For most people dealing with occasional hard stools, an osmotic laxative is the gentlest first step. Stimulant laxatives are more aggressive and better suited for when you need reliable, faster results.

Quick Strategies That Help Right Now

If you’re sitting on the toilet and struggling, a few things can help in the moment. First, adjust your position with a stool or stack of books under your feet. Second, try a gentle abdominal massage: use your fingertips to press in a clockwise circle around your belly, following the path of your colon from the lower right, up, across, and down to the lower left. This can physically encourage stool to move. Third, take slow, deep breaths into your belly rather than holding your breath and bearing down. Straining against a closed airway raises pressure everywhere except where it’s useful.

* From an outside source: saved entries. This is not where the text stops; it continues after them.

PR #1107, opened 2026-01-20
Use more defensive `LDFLAGS` append method

### LINKED ISSUE #1106: Wrong parameters from dpkg-buildflags for LDFLAGS on Forky
I'm building CPython on my own CI infrastructure for Forky (Debian 14, testing). Currently the output of `dpkg-buildflags --get LDLAGS` is broken, because:
* it contains a space and breaks further concatenations in the Dockerfile e.g. with `,--strip-all`
* it emits a compiler flag appended to linker flags.

The output I see is:
`LDFLAGS="-Wl,-z-relro -fcf-protection,--strip-all"`

When debugging the output from `dpkg-buildflags`, I get
`LDFLAGS="-Wl,-z-relro -fcf-protection"`

Looking at the outputs of make, I noticed `-fcf-protection` close to other compiler flags, which is correct. Thus, `-fcf-protection` seems to be applied two times.

Workaround:
`LDFLAGS="${LDFLAGS%% *}"`

I'm not sure who is responsible for `dpkg-buildflags` and where to report it.
I just wanted to inform `docker-library` of a potential future problem for upcoming Forky - if not fixed until then.

--------------
I checked Forky and Trixie images from [Docker Hub](https://hub.docker.com/_/debian):
|                      | `CFLAGS`                       | `LDFLAGS`                      |
| -------------------- | ------------------------------ | ------------------------------ |
| Debian 13, Trixie    | `-g -O2 ..... -fcf-protection` | `-Wl,-z,relro`                 |
| Debian 14, Forky     | `-g -O2 ..... -fcf-protection` | `-Wl,-z,relro -fcf-protection` |

Documentation for `-fcf-protection`: https://gcc.gnu.org/onlinedocs/gcc-15.2.0/gcc/Instrumentation-Options.html#index-fcf-protection

This option is not a linker option.

-----
/cc @skoehler

tianon:
In Debian Trixie and older, `dpkg-buildflags --get LDFLAGS` returns something like `-Wl,-z-relro` and in Forky and newer it looks like `-Wl,-z-relro -fcf-protection`, so instead of relying on that `-Wl` and appending to the existing value, we can (and should) just add new `-Wl` values to the end, which _should_ be combined together correctly by the compiler/linker.

- Fixes #1106

### DIFF
--- a/3.10/alpine3.22/Dockerfile
+++ b/3.10/alpine3.22/Dockerfile
@@ -82,7 +82,7 @@ RUN set -eux; \
 # set thread stack size to 1MB so we don't segfault before we hit sys.getrecursionlimit()
 # https://github.com/alpinelinux/aports/commit/2026e1259422d4e0cf92391ca2d3844356c649d0
 	EXTRA_CFLAGS="-DTHREAD_STACK_SIZE=0x100000"; \
-	LDFLAGS="${LDFLAGS:--Wl},--strip-all"; \
+	LDFLAGS="${LDFLAGS:-} -Wl,--strip-all"; \
 	make -j "$nproc" \
 		"EXTRA_CFLAGS=${EXTRA_CFLAGS:-}" \
 		"LDFLAGS=${LDFLAGS:-}" \
@@ -92,7 +92,7 @@ RUN set -eux; \
 	rm python; \
 	make -j "$nproc" \
 		"EXTRA_CFLAGS=${EXTRA_CFLAGS:-}" \
-		"LDFLAGS=${LDFLAGS:--Wl},-rpath='\$\$ORIGIN/../lib'" \
+		"LDFLAGS=${LDFLAGS:-} -Wl,-rpath='\$\$ORIGIN/../lib'" \
 		python \
 	; \
 	make install; \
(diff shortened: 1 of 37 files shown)


tianon:
Verified locally by building with `docker buildx build --pull 3.14/slim-trixie --pull --build-context debian:trixie-slim=docker-image://debian:forky-slim` (and it was successful).

Additionally, a basic test that `--strip-all` is indeed taking effect:

| tag | master | this PR |
| - | - | - |
| `slim-trixie` | [`119MB`](https://github.com/docker-library/python/actions/runs/21103142213/job/60922348719#step:8:21) | [`119MB`](https://github.com/docker-library/python/actions/runs/21184455944/job/60935164839?pr=1107#step:8:21) |
| `slim-bookworm` | [`122MB`](https://github.com/docker-library/python/actions/runs/21103142213/job/60922348792#step:8:17) | [`122MB`](https://github.com/docker-library/python/actions/runs/21184455944/job/60935164939?pr=1107#step:8:17) |

yosifkit (approved):

tianon:
Hah, I created a conflict by merging #1108 first :joy:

Warm liquids can also help. A cup of coffee or warm water can stimulate the gastrocolic reflex and increase activity in your colon. Coffee in particular has been shown to trigger colon contractions in many people, whether caffeinated or not.

Signs Something More Serious Is Happening

Most constipation is functional, meaning it’s caused by diet, habits, or stress rather than a disease. But certain signs point to something that needs medical attention: blood in your stool, unintended weight loss of 10 pounds or more, iron deficiency anemia, or constipation that starts suddenly in someone over 50 with no prior history. A family history of colon cancer also lowers the threshold for getting checked. These red flags don’t necessarily mean something dangerous is going on, but they warrant investigation to rule out conditions like colon cancer or inflammatory bowel disease.